О нет. Не думаю, что нам следует публично выступать с обвинениями. Это лишь подогреет интерес к картине. Покупатели безгранично доверяют экспертам «Кристи». Большинство из них не разбираются в тонкостях и всегда рады купить известное имя, которым могут прихвастнуть у себя в Хэмптоне или Сен-Тропезе. Музеи более осторожны, но там тоже жаждут знаменитостей. Они предпочитают иметь горсточку признанных шедевров, а не завешивать залы картинами никому не известных художников, даже вполне первоклассных. Народ толпами валит на выставки, где экспонируется какое-нибудь известное полотно типа «Матери» Уистлера, и весьма неохотно посещает музеи с картинами Кузнецова, Татлина, Малевича, Кандинского и Чашника, где есть риск натолкнуться на нечто принципиально новое. Нет, музеи хотят великих художников, чтобы помещать их картины на свои сувенирные кружки и галстуки.
Наше вмешательство вызовет толки, которые только привлекут к торгам лишнее внимание. Это усугубит ситуацию и увеличит прибыль «Кристи» и анонимного продавца. Да, совершенно верно… Все, что мы можем сделать, — это ждать и следить за развитием событий. Они, в конце концов, сами нарвутся. Если мы сейчас подключим полицию, то рискуем спугнуть мошенника, а «Кристи» просто спрячет голову под крыло. Я поеду на аукцион и посмотрю, кто купит картину: если музей, то все будет на виду, а если частное лицо, предпочитающее остаться неизвестным, то я хотя бы узнаю, кто его представитель. Иначе и картина и покупатель просто исчезнут с нашего радара.

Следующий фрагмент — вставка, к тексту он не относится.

PR #308, opened 2019-03-05
Fixed typo signalStrength

khanhdodang:


lib/protocol/routes.js
```diff
@@ -387,7 +387,7 @@ const METHOD_MAP = {
     POST: {command: 'gsmCall', payloadParams: {required: ['phoneNumber', 'action']}}
   },
   '/wd/hub/session/:sessionId/appium/device/gsm_signal': {
-    POST: {command: 'gsmSignal', payloadParams: {required: ['signalStrengh']}}
+    POST: {command: 'gsmSignal', payloadParams: {required: ['signalStrength']}}
```
KazuCocoa: As a backward compatibility, we can do like https://github.com/appium/appium-base-driver/blob/137a664979130020651f06de6c6a9aa9f9a06821/lib/protocol/routes.js#L180-L194

```
[jsonObj. signalStrength || jsonObj. signalStrengh]
```

and clients can send both of them
(can you work for it?)

khanhdodang: Hi @KazuCocoa This is a typo issue. I don't think we need to handle backward compatibility here. I also made these PRs to fix this issue on clients. Please see other thread from client https://github.com/webdriverio/webdriverio/pull/3678

imurchie: I think backward compatibility is necessary until _all_ the clients are changed to handle this.

KazuCocoa: Yes
I confirmed related links in this PRs. Java and wd clients also have it in additon to webdriverio and ruby client. (thanks for them)

It is easy to allow both of them for a while as @imurchie commented.
Clients also send both params. Then, they can be released separately without consideration by users. Some users use newer clients with older Appium. The opposite also happens.

khanhdodang: @KazuCocoa @imurchie I have updated the PR.

PR #310, opened 2019-03-22
Update bluebird

imurchie:
This is the last package to be using `bluebird@2`. We did not upgrade because of the change in the cancellable semantics: the effective handling of unexpected errors relies on cancelling promises _aborting_ them, while `bluebird@3` changed it to simply nullifying listeners.

This PR rolls a simple abort-cancel, so the functionality remains the same.

### DIFF
--- a/lib/basedriver/driver.js
+++ b/lib/basedriver/driver.js
@@ -295,12 +295,14 @@ class BaseDriver extends Protocol {
           const cancelPromise = new B(function (_, _reject) { // eslint-disable-line no-unused-vars
             reject = _reject;
           });
+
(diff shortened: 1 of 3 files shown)


mykola-mokhnach:
Some black magic there, but I'm ok with it if the solution works as expected

PeoB:
Hey, my automated tests started crashing at startup after this PR with ` Error: cannot enable cancellation after promises are in use`.

Any suggestion? Commenting out https://github.com/appium/appium-base-driver/pull/310/files#diff-69c68e3397852a86397892936887db6aR16 fixes the problem.

PR #311, opened 2019-03-28
Make proxy convert /property to /attribute

dpgraham:
After digging into https://github.com/appium/appium/issues/12218 I think the best solution is to proxy W3C `/property/:prop` commands through to JSONWP as `/attribute/:attr`.

So, for example, if a W3C session has this endpoint called

`GET: /session/123/element/456/property/value`

and it's being proxied to a JSONWP server, it should be proxied as

`GET: /session/123/element/456/attribute/value`

### DIFF
--- a/.travis.yml
+++ b/.travis.yml
@@ -2,7 +2,6 @@ language: node_js
 node_js:
   - "8"
   - "10"
-  - "11"
 addons:
   apt:
     sources:
--- a/.travis.yml
+++ b/.travis.yml
@@ -2,6 +2,7 @@ language: node_js
 node_js:
   - "8"
   - "10"
+  - "11"
 addons:
   apt:
     sources:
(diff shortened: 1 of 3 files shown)


lib/jsonwp-proxy/protocol-converter.js
```diff
@@ -35,6 +35,16 @@ const COMMAND_URLS_CONFLICTS = [
         : url.replace(/\/window_handles$/, '/window/handles');
     },
   },
+  {
+    commandNames: ['getProperty'],
+    jsonwpConverter: (w3cUrl) => {
+      const w3cPropertyRegex = /\/element\/([^/]+)\/property\/([^/]+)/;
```
mykola-mokhnach: is trailing slash mandatory there?

mykola-mokhnach:
the linter is not very happy tho

.travis.yml
```diff
@@ -2,6 +2,7 @@ language: node_js
 node_js:
   - "8"
   - "10"
+  - "11"
```
imurchie: This is not really necessary. 11 is a stop-gap that will be EOL-ed in a couple of months.

In a couple of weeks, when 12 is released, we will update everything and drop support for 8.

Делакло откинулась на спинку стула. Ей еще предстояло разобрать сегодняшнюю почту. Телефонный звонок оторвал ее от этой ежедневной работы. Помимо надзора за картинами, принадлежащими «Обществу Малевича», в ее обязанности входила экспертиза. Восьмидесятилетний старик из Минска утверждал, что у него имеется письмо Малевича к Владимиру Татлину, а некто из Лиона хотел удостовериться в подлинности рисунка, приписываемого Малевичу.
Делакло почувствовала усталость и рассеянно оглядела кабинет: репродукции в рамках; дипломы; черно-белая фотография ее матери с новорожденной дочерью на руках; вымпел бейсбольной команды «Бостон ред сокс»; офорт Уистлера, на котором старые моряки пируют в таверне; кофейные чашки; открытка с ночным видом Бостонской гавани; серебряная зажигалка «Зиппо» на столе. Она бросила взгляд на узкое окно: переплетение городских улиц медленно заливало лазурное море сумерек, чуть волнуемое вечерним бризом. «Хорошо, что „Общество Малевича“ находится не в России», — подумала Делакло.
Она сложила разбросанные по столу бумаги, убедилась, что все ручки, торчащие из кофейной чашки, стоят пишущей частью вниз, и защелкнула портфель. Господи, еще только понедельник. Закрыв дверь кабинета, она сбежала по винтовой лестнице.
Все сотрудники уже ушли. Делакло спустилась в подвал. Она любила оставаться наедине со своими подопечными картинами. Они не могли поблагодарить ее за внимание, но она этого и не ждала. Набрав код на двери, Делакло вставила в замок ключ. Послышался щелчок, и дверь отворилась.
Весь подвал от пола до потолка заполняли ряды металлических решеток, установленных на ролики. Расстояние между ними не превышало метра. Слева находились широкие стеллажи, заставленные коробками, в которых хранились рисунки, акварели и письма.
Делакло прошла в конец хранилища и выдвинула самую последнюю решетку, с обеих сторон которой висели картины Малевича. Она обошла ее кругом, читая подписи под картинами. Но где же «Белое на белом»? Тревожно взглянув на полотна, она застыла на месте.
Картина исчезла.
Инспектор Жан-Жак Бизо доедал второй десяток устриц, когда зазвонил его мобильник, зажатый между большим животом и поясом из зеленоватой кожи аллигатора.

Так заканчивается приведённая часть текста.